Our understanding of protein evolution changed in an unexpected and revolutionary way in the 1970s by two major genomic discoveries. One observation was that many protein coding sequences are not continuous but are broken up into separate pieces called "exons" (expressed sequences) and "introns" (intervening sequences). This gave rise to the hypothesis that different exons could be combined together to make novel proteins.

The second discovery was that proteins are not organized simply as strings of individual amino acids. Certain subprotein regions, called "domains" and composed of dozens to hundreds of amino acids, were found to be present repeatedly. Sometimes the domains were repeated in the same protein, and generally they were found to be present in many different proteins. This modular organization as series of domains was a radically new way to think about protein structure. It fit beautifully with the idea of proteins encoded by different combinations of exons.

By laboratory genetic engineering, it was possible to add domains together in new combinations. The results showed that the domains retained their functions when combined in new ways. Thus, they were truly independent modules capable of rearrangement.

Genome sequence data has abundantly confirmed that domain recombination has been a major source of functional novelty in evolution. The report of the draft human genome in 2001 contained two separate figures illustrating protein evolution by "domain accretion" and "domain shuffling." Protein evolution by domain rearrangement is so much the norm that major data bases of domains (rather than whole proteins) are often the first places bioinformaticians look for clues about the functional significance of new coding sequences.

If we think about how domain accretion and shuffling must happen naturally, we realize that they have to involve cutting and splicing extended DNA sequences encoding the multiple amino acids in each domain. In other words, protein evolution requires natural genetic engineering.

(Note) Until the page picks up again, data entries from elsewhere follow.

PR #96, opened 2017-05-03
Upload packages immediately after build

johanneskoester:
This will help with bulk updates: bioconda-utils will try to build as many recipes
as possible until the timeout occurs. Since they are immediately uploaded (of course not in PRs), subsequent builds won't need to rebuilt them when they succeeded in a previous build.

Hence, bulk updates can be easily handled by fixing recipes in an iterative process, without blacklisting.
On the bioconda-recipes side, I intend to handle this via creating pull requests to special bulk/* branches,
such that we don't have failures in master.

In total, I have the hope that this will mostly solve our bulk update issues, such that we can finally proceed to Python 3.6 and R 3.4.

### DIFF
--- a/bioconda_utils/build.py
+++ b/bioconda_utils/build.py
@@ -1,5 +1,5 @@
 import subprocess as sp
-from collections import defaultdict
+from collections import defaultdict, namedtuple
 import os
 import logging
 import networkx as nx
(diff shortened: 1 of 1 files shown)


johanneskoester:
I agree, but having a bulk branch seems cleaner to me. We don't pollute master with the bulk update. It won't look like there is something failing in general. And it is clear that the bulk update is not complete as long as a bulk branch has no checkmark.

Absolutely, bulk branches need to be protected, just like master. Further, PRs that update the env matrix but are not targetting a bulk branch have to fail with an error.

Fortunately, we know how different extended sequences can be spliced together by several different mechanisms in living cells. Some of these mechanisms operate purely at the DNA level, while others involve RNA that is reverse-transcribed to DNA and inserted in the genome. Both real-time experiments and genome sequence data tells us that both kinds of mechanism can and have played major roles in domain rearrangements during evolutionary history.

From the point of view of generating novelty, the ability to combine different pre-existing functional modules in new combinations is far more efficient than taking a slow random walk through protein sequence space one amino acid at a time. Domain combinations arise in a single cell generation; so the process is far more rapid than accumulating single amino acid changes.

Since the modules each have functionality, it is likely that new combinations will maintain some functionality as well, whereas many amino acid changes will either make no difference or prove detrimental. In addition, there are some functional protein structures that cannot be reached from other structures by changing individual amino acids.

Naturally, the new combined functionalities have to be useful to the cell or organism to survive selection. But combinatorial mathematics tells us that a rather small number of individual domains can generate a very large number of distinct combinations. Moreover, as we shall see in a future posting, natural genetic engineering provides the means to generate new domains that have never existed before. So there is no apparent limit to the versatility of natural genetic engineering.

When I pointed out the potential of domain shuffling by natural genetic engineering to Intelligent Design advocates who claimed protein evolution by natural mechanisms was impossible, they refused to recognize genomic data as irrefutable evidence and insisted on real-time experiments. I disagree with them strongly on the DNA sequence data.

But I do agree that it would be good to have experiments revealing more about the natural capacity for protein evolution. The superiority of domain shuffling has been demonstrated in biotechnology manipulations. Now is the time for geneticists to explore the in vivo potential of natural genetic engineering in a more adventurous fashion (about which more later).